A new hope for the treatment of more aggressive breast cancers arises from the research of a group of researchers of theEuropean Institute of Oncology (IEO) coordinated by Salvatore Pece, Full Professor of General Pathology at the State University of Milan and Director of the IEO “Hormone-Dependent Tumors and Stem Cell Pathology” Laboratory. 

The results of the study, supported by AIRC Foundation for cancer research, were recently published in the journal Nature Communications.

Treats aggressive breast tumors: the Italian study

The research group has discovered an unprecedented molecular mechanism, based on the action of the CDK12 protein, which, if activated, alters the metabolism of cancer cells, promotes uncontrolled growth and progression towards metastatic disease. 

"This is a new strategy to fight cancer by attacking its particular metabolism," he explained Maria Grazia Filippone, researcher supported by Umberto Veronesi Foundation - This interferes with the ability of tumor cells with high CDK12 expression to exaggerate glucose to feed the metabolic pathway of the folate cycle. This in turn provides the necessary constituents for DNA replication, supporting cell replication and metastatic spread ”.

At the origin of the whole process is the CDK12 protein, which, if expressed in an exaggerated way - as occurs in more than 20% of all human breast cancers - causes the cascade of events that make the tumor aggressive, resistant to conventional chemotherapies. and at risk of metastasis. 

"The presence of CDK12 at elevated levels on the one hand is the driving force of the disease, but on the other - underlined Professor Salvatore Pece - becomes a tumor biomarker and a point of vulnerability. Thanks to this biomarker it is in fact possible to identify tumors to be targeted with anti-metabolic drugs, thus depriving the tumor cells of the energy necessary for their multiplication and essentially forcing them to starve ”.

Prof. Salvatore Pece

Advances in scientific research

"It has been known for about a century that cancer cells have a different metabolism than healthy ones," said Salvatore Pece.

However, oncologists' enthusiasm for these drugs has progressively diminished due to the lack of markers to accurately identify patients who can selectively and effectively benefit from these therapies. 

“In our studies - explained Pece - we integrated the data obtained in experiments with laboratory animals with the retrospective analyzes of various clinical cohorts of patients with breast cancer. The results solve the problem as they clearly indicate that high levels of CDK12 constitute a biomarker that can be used to select patients to be treated with anti-metabolic therapy using a drug, methotrexate, already available in the breast cancer clinic ".

From research to clinical application

The team of researchers, coordinated by Salvatore Pece, went beyond the discovery.

Scientists have shown, also at a clinical level, that tumors with high levels of this protein are particularly sensitive to anti-metabolic therapies based on methotrexate.

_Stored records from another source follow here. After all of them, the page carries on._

PR #634, opened 2025-06-30
Fixing minPhi and maxPhi computation in modules

alkemyst:
Some legacy code was making assumptions on the orientation and rotation of modules to compute minPhi and maxPhi

These two parameters should identify the bounding cylinder of the module in the 3D cylindrical coordinates, and should be placed between -π and 3π.

This computation **fail with significant module yaw**, like those expected in the Inner Tracker (including 180° yaw).

It turns out that these **were already failing in the TBPS tilted section**, where the number of layers with a hit was correct (because modules overlap at minimal radius), but it was failing to compute correctly whether a track could possibly hit a module in the outer radial position of the tilted module.

These values are computed prior to checking the full 3D inversion to know whether a module is hit by a track, so that modules that CANNOT be hit by a track are discarded. By comparing the new code output with the old code, we can see that more hits are found, and therefore by construction, the new code is better (fake tracks cannot be added by a bug here).

The new method was also tested to be safe against 180° rotation of the modules (`yawFlip`)

See attached plots for a direct comparison.
[minPhi_maxPhi_fixpdf.pdf](https://github.com/user-attachments/files/20980675/minPhi_maxPhi_fixpdf.pdf)


alkemyst:
This patch does not significantly affect run time.

PR #639, opened 2026-02-05
More user-friendly configuration setup

bartosik-hep:
Improved installation step with more user-friendly process of questions:

1. just press ENTER to accept default values
2. retry question if non-existent folder specified
3. minor clarifications in the README and questions

### DIFF
--- a/README.md
+++ b/README.md
@@ -1,9 +1,9 @@
 # Getting the repository
 
-     git clone https://github.com/tkLayout/tkLayout.git
-     cd tkLayout
+    git clone https://github.com/tkLayout/tkLayout.git
+    cd tkLayout
 
-The latest official version is at tkLayout/master branch, the latest development version at tkLayout/dev branch.
+The latest official version is at `tkLayout/master` branch, the latest development version at `tkLayout/dev` branch.
 
 
 # Environment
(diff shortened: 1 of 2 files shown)


src/MainConfigHandler.cc
```diff
@@ -53,64 +54,76 @@ bool mainConfigHandler::checkDirectory(string dirName) {
...
-  cout << "*** Specify the list of transverse momenta to be used for the" << endl
+  cout << "*** Q4/6. Specify the list of transverse momenta to be used for the" << endl
       << "    tracking performance test (in GeV/c)" << endl
-      << "    Example: 1, 10, 100 : ";
-  cin >> tempString;
-
+      << "    Default: " << defaultString << " : ";
+  getline(cin, tempString);
+  if (tempString.empty()) tempString = defaultString;
   getline(cin,tempString2);
```
bartosik-hep: @alkemyst Is there a specific reason for requesting user input twice for these lists of values? It's a bit confusing when nothing happens after pressing ENTER. Might be worth deleting this part as well.

bartosik-hep:
Yes, I've tested it on Alma Linux 9 and all worked fine

PR #643, opened 2026-02-10
Layer.cc, MainConfigHandler and install.sh

gabrielribcesario:
`Layer.cc`
- Initialize `zEndInner_REAL` and other variables to resolve `-Werror=maybe-uninitialized`

`MainConfigHandler`
- Improved the `mainConfigHandler::checkDirectory` logic: automatically creates missing directories when possible instead of throwing an error. If creation fails or the path is invalid, it issues a warning and re-prompts the user for input
- Added default options selection to the `MainConfigHandler` TUI: [y/n] question allows for global default options to be written to `~/.tkgeometryrc`, individual defaults can also be accepted during setup

`install.sh`
- `make install` now correctly copies all files to the TKG `standard` and `layout` directories

### DIFF
--- a/src/MainConfigHandler.cc
+++ b/src/MainConfigHandler.cc
@@ -15,28 +15,17 @@
 
 #include <sys/types.h>
 
+#include "global_constants.hh"
 #include "MainConfigHandler.hh"
 #include "Units.hh"
 
 using namespace std;
 using namespace boost;
 
-static const char* HOMEDIRECTORY = getenv("HOME");
-static constexpr char CONFIGURATIONFILENAME[] = ".tkgeometryrc";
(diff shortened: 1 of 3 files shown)


src/MainConfigHandler.cc
```diff
@@ -8,22 +8,30 @@
...
-#include <MainConfigHandler.hh>
+#include "MainConfigHandler.hh"
 #include "Units.hh"
 
 using namespace std;
 using namespace boost;
 
-template <class T> bool from_string(T& t, const std::string& s, 
-                                    std::ios_base& (*f)(std::ios_base&)) {
+static const char* HOMEDIRECTORY = getenv("HOME");
```
alkemyst: Good, but rather make them static const public class variables in MainConfigHandler

PR #644, opened 2026-02-13
Remove 'using namespace std;' from headers

gabrielribcesario:


gabrielribcesario:
Add the (new) commit hash to .git-blame-ignore-revs after the changes have been merged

This extraordinary result "represents one of those rare moments of research in which, after many years of study, it is possible to move from basic research to concrete application in the clinical setting", underlined Professor Pece.

If the results of clinical studies on patients with high levels of CDK12 who have not responded to other types of chemotherapies confirm the findings of the Italian research, it will be possible to provide these patients with a therapeutic perspective with protocols that include the use of antimetabolic drugs such as methotrexate. 

“This study is a source of great satisfaction for us - concluded the Professor Salvatore Pece - not only for its scientific value but also for its clinical results. IS in fact, one of those rare moments of research in which, after many years of study, it is possible to pass from basic research to concrete application in the clinical setting. In fact, we have both drugs already immediately available for the treatment of patients, and a new marker of tumor aggression and metastatic risk which is, at the same time, a new target for targeted therapy ".